Why We Certify Our Yak Meat
The USDA triangle inspection stamp and a label that says “yak”, you’d be surprised how little that might actually mean. The USDA allows yaks to participate in Voluntary Federal inspection.
Voluntary Federal inspection for animals not covered under mandatory inspection (i.e., buffalo, rabbit, reindeer, elk, deer, antelope) is handled under the Agricultural Marketing Act. This Act gives the Secretary of Agriculture the authority to take whatever steps are necessary to make the product marketable. The FSIS inspector must have knowledge about that particular species and the carcass must fit available equipment in the plant. Businesses that request voluntary inspection must pay an hourly fee for the service whereas mandatory inspection is funded by tax dollars.
For voluntary inspection, the mark of inspection (as referenced in 9 CFR 352.7-Marking Inspected Products)illustrates the mark to be the shape of a triangle for exotic species.

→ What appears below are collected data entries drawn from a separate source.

PR #50, opened 2017-04-13
test of validation report

pfps:
This has two separate additions:
1/ A new test for a shape where two property constraints share a shape and that shape is validated on the same node.
2/ Two tests for pre-binding.


HolgerKnublauch:
I have merged them in, but had to add triples along the lines of

<>
  rdf:type mf:Manifest ;
  mf:entries (
      <shared>
    ) ;
.

I'd appreciate if you could put similar triples into future files.

pfps:
I'll try to do so.  I copied from the existing files, and because the test
control information was interspersed with the test information I did not
notice that this information needed to be included.

peter

PR #66, opened 2017-04-20
run shacl-shacl on shacl-shacl

pfps:
eat your own (eat your own dogfood)


HolgerKnublauch:
Invalid, the shapes and data files must be relative URLs.

pfps:
Why is this invalid?  I don't see any prohibitions against absolute URLs there.

HolgerKnublauch:
We don't want pointers to any external files (that may change etc). It should be sufficient to download the folder and run it from there. That's why the URLs must be relative too. I cannot accept this branch until that's fixed, e.g. you could place a copy of that external file somewhere.

pfps:
How are people supposed to submit test cases if the rules aren't stated?  If there is such a requirement, put it in the document.

pfps:
I pulled the current shacl-shacl file into the test suite.   This isn't as good as tracking the file, but it is better than nothing.

PR #69, opened 2017-04-23
Revert "run shacl-shacl on shacl-shacl"

HolgerKnublauch:
Reverts w3c/data-shapes#66

Contains broken test cases (again). Please fix and make sure they work before resubmitting.


pfps:
What's broken?

HolgerKnublauch:
A manifest file had the same errors that I had fixed on your other commits (swapped data/shapes graph, mismatching URIs) and I then stopped looking further.

PR #78, opened 2017-04-28
tests of double sh:class, sh:minInclusive on dateTime, allowed qualified values

pfps:


HolgerKnublauch:
I have deleted class-003 because it doesn't look right (e.g. one result has two focusNodes).

pfps:
I fixed and resubmitted.

PR #79, opened 2017-04-28
tests for subselect that doesn't bind $this

pfps:


HolgerKnublauch:
Test cases are now invalid because the use of VALUES has been made ill-formed in SHACL-SPARQL.

PR #81, opened 2017-04-28
two tests of strange paths

pfps:


HolgerKnublauch:
I don't plan to merge this in, see https://lists.w3.org/Archives/Public/public-rdf-shapes/2017Apr/0078.html and previous discussions on this particular topic.

PR #97, opened 2017-10-21
test updates for issue #96

jimkont:
This PR provides tests related to issue #96.

What it does is downgrades the problematic tests from `approved` to `suggested` as well as adds two new suggested tests that verify the behavior according to the spec.
It also suggests another test for node validators with a SELECT query that was not tested before.

instead of deleting the tests, I thought it would be better to keep all to make it more obvious for people that this is a point that needs attention until it gets resolved

### DIFF
--- a/data-shapes-test-suite/reports/rdfunit-shacl-earl.ttl
+++ b/data-shapes-test-suite/reports/rdfunit-shacl-earl.ttl
@@ -23,320 +23,10 @@
   earl:assertedBy  <http://aksw.org/DimitrisKontokostas> ;
   earl:result      [ a             earl:TestResult ;
                      earl:mode     earl:automatic ;
-                     earl:outcome  earl:passed
-                   ] ;
-  earl:subject     <http://aksw.org/projects/RDFUnit> ;
-  earl:test        <urn:x-shacl-test:/core/node/hasValue-001>
-] .
-
-[ a                earl:Assertion ;
-  earl:assertedBy  <http://aksw.org/DimitrisKontokostas> ;
-  earl:result      [ a             earl:TestResult ;
-                     earl:mode     earl:automatic ;
-                     earl:outcome  earl:passed
-                   ] ;
-  earl:subject     <http://aksw.org/projects/RDFUnit> ;
-  earl:test        <urn:x-shacl-test:/core/node/datatype-001>
-] .
-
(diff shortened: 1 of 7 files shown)


HolgerKnublauch:
If I read this correctly, you have added tests that will produce a Failure if malformed validators exist. However, section 6.2.3 states "If no suitable validator can be found, a SHACL-SPARQL processor ignores the constraint.". I believe that rule fires on them.

Furthermore, having both the "new" tests and the "old" tests in place (albeit proposed) would be a contradiction. Again, I believe the simplest would be to simply delete the two offending tests because the behavior of them (and their ill-formed shapes graphs) is "undefined".

jimkont:
>
> If I read this correctly, you have added tests that will produce a Failure
> if malformed validators exist. However, section 6.2.3 states "If no
> suitable validator can be found, a SHACL-SPARQL processor ignores the
> constraint.". I believe that rule fires on them.
>
I see, I added another 2 test for this case then.

As I am not comfortable taking the decision on what to delete and what to
leave, I provide tests for all options as input.
As I see there are 4 optione here:

 - delete tests, spec has this option undefined
 - adjust the spec to allow this behavior
 - adjust the spec to forbid this bahavior
 - the spec is well defined and should ignore these cases

jimkont:
>  - the spec is well defined and should ignore these cases

what I meant is, according to Holger: "If no suitable validator can be found, a SHACL-SPARQL processor ignores the constraint." so the tests cases should be adjusted and return no violation (ignore the validators)

HolgerKnublauch:
I have removed the two tests that were misusing ASK validators. They contained ill-formed shapes graphs (because the values of sh:nodeValidator and sh:propertyValidator must be SELECT validators according to the spec). We have in general applied the policy that ill-formed shapes graphs are not covered by tests. Therefore most of the tests from your branch are now not needed, except the additional (valid) one on sh:nodeValidator. I have added that test, however it was missing the sh:value in the results.

https://github.com/w3c/data-shapes/commit/50dd59eb780ecee148c8cdc8380ec501c783b443

With this, I believe this branch can be closed? I assume you may want to rerun your tests and submit them with a separate PR.

jimkont:
To me, any other option would be much better in terms of interoperability but if this is what the WG decides, happy to close this

PR #106, opened 2018-09-24
Submitting pySHACL EARL validation report

ashleysommer:


HolgerKnublauch:
Thanks, I have integrated it. Note there was a https: mix-up in the earl namespace, in case you want to submit an update in the future (the one proposed test might be easy to pass for your implementation).

ashleysommer:
Woops, I missed that one proposed test.
You're right, it is an easy pass.
https://github.com/w3c/data-shapes/pull/107

PR #112, opened 2019-03-29
Update SHACL compact syntax link

Hydrotoast:
Hi w3c

The current link to `SHACL Compact-Syntax` on the `README.md` references a nonblank page with another link to the actual current draft. To remove a layer of indirection, I updated the link to reference the current draft.

Thanks for making this work available!


HolgerKnublauch:
For better or worse, there were political reasons for the current situation. I think someone from W3C asked us to empty the page and make clear that the compact syntax is not officially published by the data shapes WG, and the reason for that is well-known to those who had the pleasure of being in the WG.

So at this stage I don't have authority to accept the change request. The place to evolve this document further is the SHACL Community Group (and this is where the link goes - /shacl instead of /data-shapes). If you are interested in moving this further you are more than encouraged to post to the CG's mailing list.

PR #116, opened 2019-05-19
Fix SPARQL-based Target example

### LINKED ISSUE #115: Ill-formed example for SPARQL-based Targets
The example for [SPARQL-based Targets](https://www.w3.org/TR/shacl-af/#h-sparqltarget) contains an ill-formed prefix declaration with an IRI sh:namespace.
According to [namespace-datatype](https://www.w3.org/TR/shacl/#syntax-rule-namespace-datatype) in 5.2.1, "The values of sh:namespace are literals of datatype xsd:anyURI."

langsamu:
Fixes #115.

### DIFF
--- a/shacl-af/index.html
+++ b/shacl-af/index.html
@@ -509,7 +509,7 @@
 ex:
 	sh:declare [
 		sh:prefix &quot;ex&quot; ;
-		sh:namespace &lt;http://example.com/ns#&gt; ;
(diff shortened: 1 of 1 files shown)


HolgerKnublauch:
Thanks, but the fix would need to be xsd:anyURI, not xsd:anyUri.

PR #126, opened 2020-09-30
typing namespace string

pwin:


HolgerKnublauch:
Thanks, this is correct. I would apply the patch but only an official WG would be permitted to make such changes to a recommendation spec. Until a SHACL 1.1 is published, this issue will remain recorded in the errata (https://www.w3.org/2017/shacl/errata) which is basically a link to this github repo for now. So I suggest we just keep the ticket open for now, until a critical mass of changes triggers a new publication.

pwin:
Holger, the "Process 2020" of W3C allows ad hoc changes, and the turtle
file probably isn't constrained in the same way that the recommendation is.
Perhaps a word with PLH needed for clarification.

HolgerKnublauch:
Thanks for the update to the Process. I haven't tracked this, and the changes sound positive to me.

I can see this sentence in https://www.w3.org/wiki/Process2020#REC_Route

> Changes cannot initially be directly incorporated into the document, but must be merely annotated into it, until after they have received wide review and interoperable implementations.

I don't know what this means for a TTL file and how to even get interoperable implementations - there is nothing to do here for implementers.

BTW there is another small glitch - the rdfs:label of sh:nodeValidator is currently "shape validator" while it should be "node validator". That fix could go into the same update.

Given that this change here is just to the TTL file and then only to the github repo, not yet the published version, I will merge the PR in and also fix the node validator label above. When this goes "live" is another question to address later. Having the changes online will hopefully give it more exposure.

Issue #131, opened 2021-01-13
Proposal for removing the domain assertion for 'sh:declare'


wouterbeek:
I'm proposing to remove the following triple from the SHACL vocabulary:

```ttl
sh:declare rdfs:domain owl:Ontology.
```

While there is a good use case for asserting prefix declarations for OWL ontologies, there are also good use cases for asserting prefix declarations for things that are not OWL ontologies.  Examples include (SPARQL) queries, (SPARQL) endpoints, and datasets that are not OWL ontologies.

The removal of this triple will also make the SHACL vocabulary easier to understand and apply in light of the following paragraph from [the SHACL standard document](https://www.w3.org/TR/shacl/#sparql-prefixes), which explicitly allows `sh:declare` to be asserted for resources that are not OWL ontologies:

> The recommended subject for values of `sh:declare` is the IRI of the named graph containing the shapes that use the prefixes. These IRIs are often declared as an instance of `owl:Ontology`, but this is not required.

HolgerKnublauch:
To summarize from https://github.com/w3c/data-shapes/issues/130, the main reasons for having sh:declare rdfs:domain owl:Ontology were
- sh:declare is in practice typically used in conjunction with owl:imports and owl:imports rdfs:domain owl:Ontology
- we considered it a good practice (recommendation) to put such prefix declarations into a single place per graph, not repeat them for each occurrence.
- to help forms and other tools suggest sh:declare to users

The main reason against this domain statement seems to be that it may cause an undesired inference of X rdf:type owl:Ontology if X is not (meant to be) an owl:Ontology.

I have no strong opinion yet it seems the advantages outweigh the disadvantage. What specific problems does the inference of rdf:type owl:Ontology cause to anyone?

wouterbeek:
> What specific problems does the inference of rdf:type owl:Ontology cause to anyone?

One specific problem:

```turtle
prefix sd: <http://www.w3.org/ns/sparql-service-description#>

[ a sd:SPARQL11Query;
  sh:declare [ sh:prefix "..."; sh:namespace "..." ] ].
```

^ After reading the SHACL documentation I thought that this was ok.  Later I discover, to my surprise, that I am actually asserting that my queries are ontologies.


> The main reason against this domain statement seems to be that it may cause an undesired inference of X rdf:type owl:Ontology if X is not (meant to be) an owl:Ontology.

[...]

Issue #130, opened 2021-01-09
Unclear applicability of prefix declarations


wouterbeek:
The SHACL standard introduces support for representing prefix declarations.

According to the standard, these prefix declarations can be used on any node (not only ontologies):

> The recommended subject for values of sh:declare is the IRI of the named graph containing the shapes that use the prefixes. These IRIs are often declared as an instance of owl:Ontology, but this is not required.

But the vocabulary contains the following assertion (requiring everything for which a prefix is declared to be an ontology):

```ttl
sh:declare rdfs:domain owl:Ontology.
```

What is the intended utility of SHACL prefix declarations?  Are they intended to be generic?  Users would be able to represent prefix declarations for dataset and queries, among other things.  Or are they intended to only apply to ontologies?

HolgerKnublauch:
The rdfs:domain assertion does not "require everything for which a prefix is declared to be an ontology". This is RDFS, so it would only ever be an inference. The statement was meant to be a hint for tools that rely on RDFS/OWL to suggest that owl:Ontologies are a good place to store sh:declare triples. The reason why we recommend owl:Ontologies is that those also carry the owl:imports statements, and those are automatically followed when prefixes are resolved. Basically, whenever someone publishes a vocabulary, it would be a nice gesture to also declare the preferred prefix for that namespace at the owl:Ontology (or other resource that has the URI of the graph itself). However, you can theoretically also place them at non-Ontology resources, if you have use cases for that.

wouterbeek:
There are indeed properties that are used to provide domain hints.  An example of this is [`sdo:domainIncludes`](https://schema.org/domainIncludes) which indicates that a property may be used on instances of a certain class.

But `rdfs:domain` is not such a property at all.  `p rdfs:domain C.` states that everything with property `p` is also an instance of `C`.  That's just the way it is according to the RDF standard.

Indeed, from `p rdfs:domain C` and `s p o` the entailment `s a C` follows, but this is only a syntactic derivation.  `s` is already an instance of `C` semantically.  Entailment only makes the implicit knowledge explicit.

I must be overlooking something here, since you are obviously aware of these standards as well :-/

HolgerKnublauch:
Yes I believe I understand these standards :)

I am aware of various tools that use rdfs:domain as a hint for forms. It is much more widely used than sdo:domainIncludes, even if this approach can be considered a historical hack.

In any case, has the original question been answered?

wouterbeek:
[...]

PR #132, opened 2021-01-15
Erratum clarifying sh:declare and owl:Ontology

TallTed:
addresses #130 and #131

### DIFF
--- a/shacl/index.html
+++ b/shacl/index.html
@@ -4132,7 +4132,7 @@ ex:
 					</p>
 					<p>
 						The recommended <a>subject</a> for values of <code>sh:declare</code> is the IRI of the named graph containing the shapes that use the prefixes.
-						These IRIs are often declared as an instance of <code>owl:Ontology</code>, but this is not required.
+						These IRIs are often declared as an instance of <code>owl:Ontology</code>, but this <code>rdf:type owl:Ontology</code> declaration is not required.
 					</p>
 					<p>
 						<a>Prefix declarations</a> can be used by <a>SPARQL-based constraints</a>,


wouterbeek:
> The recommended <a>subject</a> for values of <code>sh:declare</code> is the IRI of the named graph containing the shapes that use the prefixes.
> These IRIs are often declared as an instance of <code>owl:Ontology</code>, but this <code>rdf:type owl:Ontology</code> declaration is not required.

For the second sentence I propose: "Notice that by asserting <code>sh:declare</code>, the subject IRI is also asserted to denote an OWL ontology."

My motivation:
- "These IRIs are often declared [...]" is an empirical observation that may be true or false, but whose truth is difficult to verify in practice.  This empirical observation may also change over time, as practice changes.  In my proposed formulation this empirical assertion is removed for this reason.
- While "this <code>rdf:type owl:Ontology</code> declaration is not required" is correct, it is also an obvious statement.  Because *any* implicit assertion is not required to be expressed explicitly in RDF, I removed this from my proposed formulation.
- Since the second sentence acts as a notice to the reader, I use the word "Notice" explicitly.
- The thing the reader should be noticed about is that by asserting `<s> sh:declare <o>` they are *also* asserting that `<s>` denotes an OWL ontology.  The latter is not obvious from reading the rest of the standard, so can act as a warning to readers who would otherwise have used `sh:declare` incorrectly.  (Specifically, it would have warned me that `sh:declare` should not be used to relate prefix declaration to queries and other things that are not OWL ontologies.)

HolgerKnublauch:
If you're OK I suggest closing this PR in favor of #133 - it is also easier to change the TTL file than the text of the spec.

This triangle stamp means that the meat product was inspected by USDA, but USDA triangle stamp guidelines make it perfectly legal to cross yaks with cattle and sell meat from the hybrid offspring labelled as “yak”!
USYAKS Meat Certification
USYAKS believes that meat from hybrids is inferior to meat from full-blooded yaks. In 2020 the Board of Directors authorized the USYAKS Certified Yak Meat program. If you’d like to know that the meat you buy is from a yak, and not from a hybrid, look for this medallion:
Meat packaged with this logo has come from yaks that have undergone genetic screening to ensure that the meat in the package comes from a yak and not a hybrid.
To earn this label a yak breeder must submit a DNA sample for each participating yak to the registrar of USYAKS. The registrar submits the DNA sample to Neogen Genomics where the DNA is screened for cattle gene introgression. Yaks participating in the Certification program are required to pass the screening at exactly the same high standard as is used by the Association for Full-Blood Registered yaks.